▶ [What the exercise asks] Return each record shown below exactly, with none omitted.

Top of Source information

PR #1312, opened 2020-11-25
Economy mode for Return To The Roots

JonathanSteinbuch:
Dear repository maintainers,

I kindly ask you to review the changes I propose to the project.

I added an economy mode (a la settlers 3 economy mode, i.e. collect (in teams) as much as possible of 7 good types). For use with that I also added addons for a peaceful mode and to keep geologist signs visible for longer.

Please let me know if I should make adjustments.

Best Regards
Jonathan


Flow86:
Hi,

thank you for your effort here.

I have some remarks:

You've put a lot of new features into one thing (like the additional addons) - What about making a separeate PR for these, so these can be integrated much faster?

I like the "durable geologist signs" and "peaceful" mode addons.
- for the durable geologist signs: why not have a selection how long they are visible? (like Default, 2x, 4x, 10x)

JonathanSteinbuch:
Hi Flow, 

thanks for the fast reply and let me first of all thank you for the tremendous work you guys put into this project. I'm a huge fan.

Your remarks are reasonable. I will do as you suggest. To explain why I put it all into one thing: The main part is the economy mode and the rest resulted from playtesting with my family and what came up in that.

I'm closing this pull request in order to open separate ones.

Best Regards
Jonathan

PR #1313, opened 2020-11-26
Peaceful mode and geologist sign durability addons

JonathanSteinbuch:
These addons resulted out of playtesting (with the economy mode).
As suggested by @Flow86 in https://github.com/Return-To-The-Roots/s25client/issues/1312#issuecomment-734143961_ I present them here as a separate pull request.

Please let me know of any issues

Best Regards
Jonathan


libs/s25main/addons/AddonDurableGeologistSigns.h
```diff
@@ -0,0 +1,41 @@
...
+ *  Addon makes resource signs stay visible longer than normal
+ */
+class AddonDurableGeologistSigns : public AddonList
+{
+public:
+    AddonDurableGeologistSigns()
+        : AddonList(AddonId::DURABLE_GEOLOGIST_SIGNS, AddonGroup::Economy, _("Geologist sign durability"),
+                    _("Increase the durability of geologist signs by a factor."),
+                    {
+                      std::to_string(signDurabilityFactor[0]) + "x",
```
Flow86, line 34: Please name the first one "Default", also make the rest of it translateable (use boost::format + gettext)

libs/s25main/addons/AddonPeaceful.h
```diff
@@ -0,0 +1,32 @@
...
+#include "AddonBool.h"
+
+/**
+ *  Addon disables all attacks
+ */
+class AddonPeaceful : public AddonBool
+{
+public:
+    AddonPeaceful()
+        : AddonBool(AddonId::PEACEFUL, AddonGroup::GamePlay | AddonGroup::Military, _("Peaceful"),
```
Flow86, line 29: perhaps better name it "PeacefulMode" (also the AddonId PEACEFULMODE)

libs/s25main/ingameWindows/iwAction.cpp
```diff
@@ -503,15 +504,15 @@ void iwAction::Msg_TabChange(const unsigned ctrl_id, const unsigned short tab_id
                 break;
                 case TAB_ATTACK:
                 {
-                    if(available_soldiers_count > 0)
+                    if(available_soldiers_count > 0 && !gwv.GetWorld().GetGGS().getSelection(AddonId::PEACEFUL))
```
Flow86, line 507: you should probably better "zero" the available_soldiers_count  instead

Flow86: or even better, disable `tabs.attack` and `tabs.sea_attack`

libs/s25main/world/GameWorldGame.cpp
```diff
@@ -722,7 +722,8 @@ void GameWorldGame::Attack(const unsigned char player_attacker, const MapPoint p
                            const bool strong_soldiers)
 {
     auto* attacked_building = GetSpecObj<nobBaseMilitary>(pt);
-    if(!attacked_building || !attacked_building->IsAttackable(player_attacker))
+    if(!attacked_building || !attacked_building->IsAttackable(player_attacker)
+       || (GetGGS().getSelection(AddonId::PEACEFUL)))
```
Flow86, line 726: this should not be necessary if you simply disable the attack / sea attack tabs

JonathanSteinbuch: Thank you for all your suggestions! I think it is important that in the game logic itself attacks are prohibited (and not only in the UI), because otherwise the AI will happily attack me while I can't attack it. But these reviews made me realize that IsAttackable is directly or indirectly called in all the places I checked for the peaceful mode, so I replaced all these checks with a single one in nobBaseMilitary::IsAttackable, which is more elegant, I hope you agree.

Flow86:
Okay perfect. One thing you could check: Perhaps its possible to write a small (unit) test for the peaceful mode? like "set peaceful mode, try to attack -> should not work" - but that would be the 150% solution ;-)

libs/s25main/nodeObjs/noSign.cpp
```diff
@@ -16,8 +16,12 @@
 // along with Return To The Roots. If not, see <http://www.gnu.org/licenses/>.
 
 #include "noSign.h"
+#include "../GlobalGameSettings.h"
+#include "../world/GameWorldGame.h"
```
Flamefire, line 20: Such "go up" includes should never be required. Can you try this (needs resorting the include):

```suggestion
#include "GlobalGameSettings.h"
#include "world/GameWorldGame.h"
```

Flamefire (approved):

PR #1314, opened 2020-11-26
Economy mode

JonathanSteinbuch:
I added an economy mode (a la settlers 3 economy mode, i.e. collect (in teams) as much as possible of 7 good types).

Bottom of Source information

▶ [Output of the task]
PR #1312, opened 2020-11-25
Economy mode for Return To The Roots

JonathanSteinbuch:
Dear repository maintainers,

I kindly ask you to review the changes I propose to the project.

I added an economy mode (a la settlers 3 economy mode, i.e. collect (in teams) as much as possible of 7 good types). For use with that I also added addons for a peaceful mode and to keep geologist signs visible for longer.

Please let me know if I should make adjustments.

Best Regards
Jonathan


Flow86:
Hi,

thank you for your effort here.

I have some remarks:

You've put a lot of new features into one thing (like the additional addons) - What about making a separeate PR for these, so these can be integrated much faster?

I like the "durable geologist signs" and "peaceful" mode addons.
- for the durable geologist signs: why not have a selection how long they are visible? (like Default, 2x, 4x, 10x)

JonathanSteinbuch:
Hi Flow, 

thanks for the fast reply and let me first of all thank you for the tremendous work you guys put into this project. I'm a huge fan.

Your remarks are reasonable. I will do as you suggest. To explain why I put it all into one thing: The main part is the economy mode and the rest resulted from playtesting with my family and what came up in that.

I'm closing this pull request in order to open separate ones.

Best Regards
Jonathan

PR #1313, opened 2020-11-26
Peaceful mode and geologist sign durability addons

JonathanSteinbuch:
These addons resulted out of playtesting (with the economy mode).
As suggested by @Flow86 in https://github.com/Return-To-The-Roots/s25client/issues/1312#issuecomment-734143961_ I present them here as a separate pull request.

Please let me know of any issues

Best Regards
Jonathan


libs/s25main/addons/AddonDurableGeologistSigns.h
```diff
@@ -0,0 +1,41 @@
...
+ *  Addon makes resource signs stay visible longer than normal
+ */
+class AddonDurableGeologistSigns : public AddonList
+{
+public:
+    AddonDurableGeologistSigns()
+        : AddonList(AddonId::DURABLE_GEOLOGIST_SIGNS, AddonGroup::Economy, _("Geologist sign durability"),
+                    _("Increase the durability of geologist signs by a factor."),
+                    {
+                      std::to_string(signDurabilityFactor[0]) + "x",
```
Flow86, line 34: Please name the first one "Default", also make the rest of it translateable (use boost::format + gettext)

libs/s25main/addons/AddonPeaceful.h
```diff
@@ -0,0 +1,32 @@
...
+#include "AddonBool.h"
+
+/**
+ *  Addon disables all attacks
+ */
+class AddonPeaceful : public AddonBool
+{
+public:
+    AddonPeaceful()
+        : AddonBool(AddonId::PEACEFUL, AddonGroup::GamePlay | AddonGroup::Military, _("Peaceful"),
```
Flow86, line 29: perhaps better name it "PeacefulMode" (also the AddonId PEACEFULMODE)

libs/s25main/ingameWindows/iwAction.cpp
```diff
@@ -503,15 +504,15 @@ void iwAction::Msg_TabChange(const unsigned ctrl_id, const unsigned short tab_id
                 break;
                 case TAB_ATTACK:
                 {
-                    if(available_soldiers_count > 0)
+                    if(available_soldiers_count > 0 && !gwv.GetWorld().GetGGS().getSelection(AddonId::PEACEFUL))
```
Flow86, line 507: you should probably better "zero" the available_soldiers_count  instead

Flow86: or even better, disable `tabs.attack` and `tabs.sea_attack`

libs/s25main/world/GameWorldGame.cpp
```diff
@@ -722,7 +722,8 @@ void GameWorldGame::Attack(const unsigned char player_attacker, const MapPoint p
                            const bool strong_soldiers)
 {
     auto* attacked_building = GetSpecObj<nobBaseMilitary>(pt);
-    if(!attacked_building || !attacked_building->IsAttackable(player_attacker))
+    if(!attacked_building || !attacked_building->IsAttackable(player_attacker)
+       || (GetGGS().getSelection(AddonId::PEACEFUL)))
```
Flow86, line 726: this should not be necessary if you simply disable the attack / sea attack tabs

JonathanSteinbuch: Thank you for all your suggestions! I think it is important that in the game logic itself attacks are prohibited (and not only in the UI), because otherwise the AI will happily attack me while I can't attack it. But these reviews made me realize that IsAttackable is directly or indirectly called in all the places I checked for the peaceful mode, so I replaced all these checks with a single one in nobBaseMilitary::IsAttackable, which is more elegant, I hope you agree.

Flow86:
Okay perfect. One thing you could check: Perhaps its possible to write a small (unit) test for the peaceful mode? like "set peaceful mode, try to attack -> should not work" - but that would be the 150% solution ;-)

libs/s25main/nodeObjs/noSign.cpp
```diff
@@ -16,8 +16,12 @@
 // along with Return To The Roots. If not, see <http://www.gnu.org/licenses/>.
 
 #include "noSign.h"
+#include "../GlobalGameSettings.h"
+#include "../world/GameWorldGame.h"
```
Flamefire, line 20: Such "go up" includes should never be required. Can you try this (needs resorting the include):

```suggestion
#include "GlobalGameSettings.h"
#include "world/GameWorldGame.h"
```

Flamefire (approved):

PR #1314, opened 2020-11-26
Economy mode

JonathanSteinbuch:
I added an economy mode (a la settlers 3 economy mode, i.e. collect (in teams) as much as possible of 7 good types).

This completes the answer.